Exercise description: A single figure is expected: how many lines of the data that follows contain the word "pull".

Records for this exercise:
PR #693, opened 2021-04-21
Change DNSimple's Provider to query zones instead domains

duduribeiro:
A quick summary of a problem with the current DNSimple provider:
Let's suppose that I have the following config:

zones:
  30.100.194.in-addr.arpa.:
    sources:
      - config
    targets:
      - dnsimple

Even if a customer has this Reverse zone configured in DNSimple, this
fails with:

400 Bad Request for url: https://api.sandbox.dnsimple.com/v2/x/domains

because it is trying to create a domain because the zone wasn't found.
octodns.provider.dnsimple.DnsimpleClientNotFound: Not found

This happens because the GET /domains endpoint at DNSimple does not
bring Reverse Zones. To make this work nice, we should use /zones/
instead making it return properly the reverse zones.

### DIFF
--- a/octodns/provider/dnsimple.py
+++ b/octodns/provider/dnsimple.py
@@ -51,8 +51,8 @@ class DnsimpleClient(object):
         resp.raise_for_status()
         return resp
 
-    def domain(self, name):
-        path = '/domains/{}'.format(name)
+    def zone(self, name):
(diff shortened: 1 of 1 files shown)


ross (approved):
Makes sense to me... 

/cc https://developer.dnsimple.com/v2/zones/

Issue #694, opened 2021-04-22
Unused pools error for fallback-only pools


viranch:
I have a use-case to create a dynamic record with different fallback pools for each rule. Here's an example:

```yaml
example:
  ttl: 300
  type: A
  values: [4.4.4.4]
  dynamic:
    pools:
      one:
        fallback: two
        values:
          - value: 1.1.1.1
      two:
        values:
          - value: 2.2.2.2
      three:
        values:
          - value: 3.3.3.3
    rules:
      - geos:
        - NA-US
        pool: one
      - geos:
        - AS-SG
        pool: three
```

In other words, my default/fallback is different for each region. These fallbacks are not used as primary pool for any rule. This causes octoDNS to throw the 'unused pool' error. I'd like to skip this validation altogether. Having an unused pool doesn't seem all that practically harmful.

I looked at the code, and it seems pretty straight-forward to skip this validation. I can submit a PR but I wanted to open this issue to check what the authors think first.

viranch:
fixed by #695

PR #695, opened 2021-04-23
pools used as fallbacks should count as seen

ross:
If a pool is referenced as a fallback that should count as seen.

Note that after some quick testing with the NS1 provider I don't believe the fallback-only case is handled with it so this may not be enough to get the use case working depending on what provider(s) you're using. I haven't tested with Route53 yet...

/cc https://github.com/octodns/octodns/issues/694 & @viranch

### DIFF
--- a/octodns/record/__init__.py
+++ b/octodns/record/__init__.py
@@ -531,6 +531,7 @@ class _DynamicMixin(object):
 
         pools_exist = set()
         pools_seen = set()
+        pools_seen_as_fallback = set()
         if not isinstance(pools, dict):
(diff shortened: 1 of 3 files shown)


ross:
Route53 does appear to work so there's a separate bug with NS1 not supporting the case.

ross:
> Note that after some quick testing with the NS1 provider I don't believe the fallback-only case is handled with it so this may not be enough to get the use case working depending on what provider(s) you're using.

Filed https://github.com/octodns/octodns/issues/696 to track

yeled (approved):

PR #699, opened 2021-04-26
Ns1 fallback only support

ross:
This PR reworks NS1 pool/value handling to support fallback-only pools in a backwards (and forwards) compatible way (including multiple fallback chains.) 

The toughest bit was getting it so that things could cleanly come to this version (without any changes when they didn't require it) and then cleanly go back (in case the upgrade/test wasn't perminent.  

The tests that are there currently pass, but some more tests need to be added to validate the new cases (thus coverage won't yet be complete.)

/cc https://github.com/octodns/octodns/pull/698 for a PR on the same issue @viranch
/cc Fixes https://github.com/octodns/octodns/issues/696

### DIFF
--- a/octodns/provider/ns1.py
+++ b/octodns/provider/ns1.py
@@ -542,7 +542,7 @@ class Ns1Provider(BaseProvider):
                 rules[rule_order] = rule
 
             # The group notes field in the UI is a `note` on the region here,
-            # that's where we can find our pool's fallback.
+            # that's where we can find our pool's fallback in < v0.9.11 anyway
             if 'fallback' in notes:
                 # set the fallback pool name
                 pools[pool_name]['fallback'] = notes['fallback']
--- a/octodns/provider/ns1.py
+++ b/octodns/provider/ns1.py
@@ -406,7 +406,7 @@ class Ns1Provider(BaseProvider):
             for piece in note.split(' '):
                 try:
                     k, v = piece.split(':', 1)
-                    data[k] = v
+                    data[k] = v if v != '' else None
                 except ValueError:
                     pass
         return data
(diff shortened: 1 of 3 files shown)


viranch:
Shouldn't `pool-only-in-fallback` from `tests/config/dynamic.tests.yaml` added in #695 test for the new test case?

ross:
> Shouldn't `pool-only-in-fallback` from `tests/config/dynamic.tests.yaml` added in #695 test for the new test case?

Yeah that would cover one of the cases that needs testing here. The other stuff will have to do with the upgrade/downgrade cases and will be harder to hit/test. May even require some refactoring... will have to see when I get a chance to sit down and work on it, hopefully this afternoon or tomorrow.

ross:
Testing/coverage is now complete and there's some bits hitting the new code paths during unit tests.

I've also run the case in https://github.com/octodns/octodns/issues/696 as well as some "real world" examples that I have that are close to complicated stuff I've used in the past. I've also round-tripped things from current `master`, this branch, and back to verify that things seem to work as expected/stay sane. 

/cc @pavantc @theojulienne @yeled do you all want to do any testing with this and/or review? Some of my test cases are based on things I created to act like production records so I'm fairly sure it'll work and worse case once you all upgrade it'll tell you if it's going to change a bunch of stuff... :grin:

theojulienne (approved):

viranch:
can this be merged?

ross:
> can this be merged?

Totally thought it was 😦

viranch:
looks like this needs attention

ross:
> looks like this needs attention

Yeah. I started to look into the conflicts locally and they weren't simple and I haven't gotten back to them yet.

ross:
Think that got it.

viranch:
💥 thank you!

PR #301, opened 2017-11-08
Remove all the remaining references of eth0 (bsc#1058079)

inercia:
Remove the previous custom grain by using some (previously unknown) `network.default_route`
Simplify things by using some Jinja macros.

NOTE: the case for the hardcoded `eth0` in the reactor will be treated in a separate PR (maybe not necessary if we add the requirement for a working DNS)


inercia:
@flavio I guess this should be backported to 2.0, right?

PR #302, opened 2017-11-09
only set service entries for localhost on kube-master

MaximilianMeister:
(bsc#1067219)

### DIFF
--- a/salt/etc-hosts/hosts.jinja
+++ b/salt/etc-hosts/hosts.jinja
@@ -1,5 +1,11 @@
 ### service names ###
+# set the apiserver for 127.0.0.1 on all hosts as haproxy is listening on all nodes
+# and forwarding connections to the real master
+{% if "kube-master" in salt['grains.get']('roles', []) %}
 127.0.0.1 api api.{{ pillar['internal_infra_domain'] }} {{ pillar['api']['server']['external_fqdn'] }}
+{% else %}
+127.0.0.1 api api.{{ pillar['internal_infra_domain'] }}
+{% endif %}
 
 ### admin nodes ###
 {%- set admins = salt['mine.get']('roles:admin', 'network.ip_addrs', 'grain') %}


MaximilianMeister:
should we also explicitly set a loopback for admin and workers?

salt/etc-hosts/hosts.jinja
```diff
@@ -1,5 +1,7 @@
 ### service names ###
+{% if "kube-master" in salt['grains.get']('roles', []) %}
```
inercia: As far as I know, the API server is configured in 127.0.0.1 in all the machines in the cluster because we have haproxy listening in localhost and it will forward connections to the real API server. So I think this `127.0.0.1 api` entry should be present in all the machines...

inercia: I think we should remove the last part of the entry, so it should just be `127.0.0.1 api api.{{ pillar['internal_infra_domain'] }}` (but my guts tell me there will be some reason for this related to certificates). Maybe @kiall knows about this...

inercia: I think we could only include the FQDN alias in the master by using something like:

```language:SaltStack
127.0.0.1 api api.{{ pillar['internal_infra_domain'] }}
{%- if "kube-master" in salt['grains.get']('roles', []) -%}
{{- pillar['api']['server']['external_fqdn'] -}} {#- this should be appended to the previous line -#}
{%- endif %}
```
So we would get something like `127.0.0.1 api api.infra.caasp.local c166.arch.suse.de` in the master but `127.0.0.1 api api.infra.caasp.local` in the rest of the cluster.

MaximilianMeister:
[Bug 1067219 - Master-Node FQDN ends up as Admin-Node loopback entry in /etc/hosts](https://trello.com/c/hANyUXIj/453-bug-1067219-master-node-fqdn-ends-up-as-admin-node-loopback-entry-in-etc-hosts)

kiall:
I believe the external FQDN entry is only needed by Velum (and caasp-cli, if used). Which means it must be on the Admin node.

inercia:
Shouldn't we avoid to set `127.0.0.1 api external_fqdn` in the `admin`? There is not haproxy running in the `admin` node, so it would resolve to a dead end...

ereslibre:
> Shouldn't we avoid to set 127.0.0.1 api external_fqdn in the admin? There is not haproxy running in the admin node, so it would resolve to a dead end...

I *think* this is fine because salt will actually deploy `haproxy` on the `admin` node too: https://github.com/kubic-project/salt/blob/f74c756f7cddac7307e0aab8aa549621c2d443d9/salt/top.sls#L12

inercia:
> I think this is fine because salt will actually deploy haproxy on the admin node too:

It seems you are right @ereslibre

kiall:
@inercia  I'm nearly certain this will break Velum+Dex integration unless the entry is left on the admin node - without this, Velum can't resolve the name it uses to access Dex - see my comment above.

ereslibre:
@kiall Just tested the patch. We should not have merged this without the two approvals, but I can confirm it works fine. I just bootstrapped a cluster with this patch. It succeeded. Also, I can download the kubeconfig file just fine.

kiall:
Looking closer, the interaction from velum uses the internal name - https://github.com/kubic-project/velum/blob/master/app/controllers/oidc_controller.rb#L122-L124 not the external one - I thought that too used the external name the same as kubernetes does.

PR #303, opened 2017-11-10
Disable container-feeder before rebooting

ereslibre:
This will allow us to control when container-feeder starts to load new
images from the filesystem. Due to some possible docker configuration changes
it might be restarted while container-feeder is working (if we keep it
enabled). Force to disable the service before rebooting.

Fixes: bsc#1066653

### DIFF
--- a/salt/container-feeder/stop.sls
+++ b/salt/container-feeder/stop.sls
@@ -1,0 +1,4 @@
+# Stop and disable container-feeder
+container-feeder:
+  service.dead:
+    - enable: False
--- a/salt/orch/update.sls
+++ b/salt/orch/update.sls
@@ -45,6 +45,7 @@ update_modules:
   salt.state:
     - tgt: {{ master_id }}
     - sls:
+      - container-feeder.stop
       - kube-apiserver.stop
       - kube-controller-manager.stop
       - kube-scheduler.stop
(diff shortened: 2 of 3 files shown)


salt/container-feeder/stop.sls
```diff
@@ -0,0 +1,4 @@
+# Stop and disable container-feeder
+container-feeder:
```
inercia: I don't think we really need a new state: we can just use `docker/stop.sls`:

```
# docker/stop.sls
# Stop and disable the docker daemon
docker:
  service.dead:
    - enable: False

container-feeder:
  service.dead:
    - enable: False
```

salt/orch/update.sls
```diff
@@ -125,10 +126,11 @@ update_modules:
     - tgt: {{ worker_id }}
     - sls:
       - kubelet.stop
-      - kube-proxy.stop      
+      - kube-proxy.stop
       - docker.stop
       - flannel.stop
       - etcd.stop
+      - container-feeder.stop
```
inercia: I would stop `container-feeder` before `docker`, just in case...

ereslibre: This is on an already running machine, so container-feeder should not be running, but I will update the PR, makes sense.

inercia:
(minor: the commit should also include the `bsc#`)

ereslibre:
> (minor: the commit should also include the bsc#)

It does, from the very beginning :)

PR #308, opened 2017-11-10
WIP: Generate sa key in the update orchestration

flavio:
Reintroduced fix from PR https://github.com/kubic-project/salt/pull/304 that was accidentally reverted.


flavio:
wrong PR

Reply to the task: 2